▶ Prompt
Search the entries below for "breaking" and copy each matching line.

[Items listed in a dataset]
-- Opening Marker --

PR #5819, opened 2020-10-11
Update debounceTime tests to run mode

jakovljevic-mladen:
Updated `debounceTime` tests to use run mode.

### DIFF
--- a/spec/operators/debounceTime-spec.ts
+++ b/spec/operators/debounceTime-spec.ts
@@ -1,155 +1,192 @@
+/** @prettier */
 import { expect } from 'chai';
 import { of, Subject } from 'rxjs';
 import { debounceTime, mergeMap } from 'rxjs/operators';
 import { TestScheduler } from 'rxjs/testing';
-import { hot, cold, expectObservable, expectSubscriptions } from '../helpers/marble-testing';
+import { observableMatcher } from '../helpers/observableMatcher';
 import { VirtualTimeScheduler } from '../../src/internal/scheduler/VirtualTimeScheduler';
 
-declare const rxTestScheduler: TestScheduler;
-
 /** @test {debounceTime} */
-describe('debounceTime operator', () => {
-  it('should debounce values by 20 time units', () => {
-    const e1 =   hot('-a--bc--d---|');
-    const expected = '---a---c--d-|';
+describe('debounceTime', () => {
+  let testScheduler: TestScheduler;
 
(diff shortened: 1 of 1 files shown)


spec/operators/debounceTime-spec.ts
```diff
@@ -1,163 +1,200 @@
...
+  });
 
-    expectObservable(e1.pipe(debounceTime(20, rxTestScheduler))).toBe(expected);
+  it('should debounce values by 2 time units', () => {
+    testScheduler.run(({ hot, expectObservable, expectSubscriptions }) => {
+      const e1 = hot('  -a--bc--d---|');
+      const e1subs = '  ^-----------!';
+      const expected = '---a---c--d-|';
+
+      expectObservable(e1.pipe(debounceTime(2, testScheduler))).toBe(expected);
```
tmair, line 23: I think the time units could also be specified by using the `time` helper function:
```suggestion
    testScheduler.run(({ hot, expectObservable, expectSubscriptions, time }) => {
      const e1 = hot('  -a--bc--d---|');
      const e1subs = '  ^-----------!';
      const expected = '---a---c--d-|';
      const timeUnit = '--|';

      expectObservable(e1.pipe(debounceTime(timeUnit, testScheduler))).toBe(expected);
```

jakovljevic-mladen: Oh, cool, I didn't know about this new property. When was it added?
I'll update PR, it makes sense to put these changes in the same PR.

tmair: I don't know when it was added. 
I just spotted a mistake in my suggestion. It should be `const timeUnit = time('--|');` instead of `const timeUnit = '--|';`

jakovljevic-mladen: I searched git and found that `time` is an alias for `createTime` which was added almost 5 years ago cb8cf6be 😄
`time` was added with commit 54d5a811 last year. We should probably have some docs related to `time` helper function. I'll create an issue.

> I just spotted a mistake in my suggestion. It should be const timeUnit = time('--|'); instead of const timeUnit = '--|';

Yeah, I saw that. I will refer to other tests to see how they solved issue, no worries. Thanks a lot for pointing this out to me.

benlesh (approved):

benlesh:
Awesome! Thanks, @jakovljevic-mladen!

-- Closing Marker --
-- Opening Marker --

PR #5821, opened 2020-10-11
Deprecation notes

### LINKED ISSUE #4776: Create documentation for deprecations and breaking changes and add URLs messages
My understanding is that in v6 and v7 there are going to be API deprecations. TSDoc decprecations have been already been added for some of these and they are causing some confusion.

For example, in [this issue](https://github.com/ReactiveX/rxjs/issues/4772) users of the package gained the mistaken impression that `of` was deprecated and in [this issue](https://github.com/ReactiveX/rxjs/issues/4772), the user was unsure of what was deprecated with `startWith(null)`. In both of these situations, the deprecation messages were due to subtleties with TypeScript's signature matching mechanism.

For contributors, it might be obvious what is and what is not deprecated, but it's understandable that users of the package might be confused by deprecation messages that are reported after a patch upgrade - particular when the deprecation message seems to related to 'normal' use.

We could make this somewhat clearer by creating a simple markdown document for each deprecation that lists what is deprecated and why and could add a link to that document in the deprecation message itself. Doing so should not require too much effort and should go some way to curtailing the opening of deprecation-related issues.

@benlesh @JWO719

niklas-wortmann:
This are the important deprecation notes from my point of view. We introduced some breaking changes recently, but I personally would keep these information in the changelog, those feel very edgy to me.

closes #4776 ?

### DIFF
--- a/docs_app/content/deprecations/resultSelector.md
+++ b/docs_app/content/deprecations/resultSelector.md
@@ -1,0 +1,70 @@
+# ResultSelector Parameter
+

-- Closing Marker --

▶ Exercise answer
### LINKED ISSUE #4776: Create documentation for deprecations and breaking changes and add URLs messages
This are the important deprecation notes from my point of view. We introduced some breaking changes recently, but I personally would keep these information in the changelog, those feel very edgy to me.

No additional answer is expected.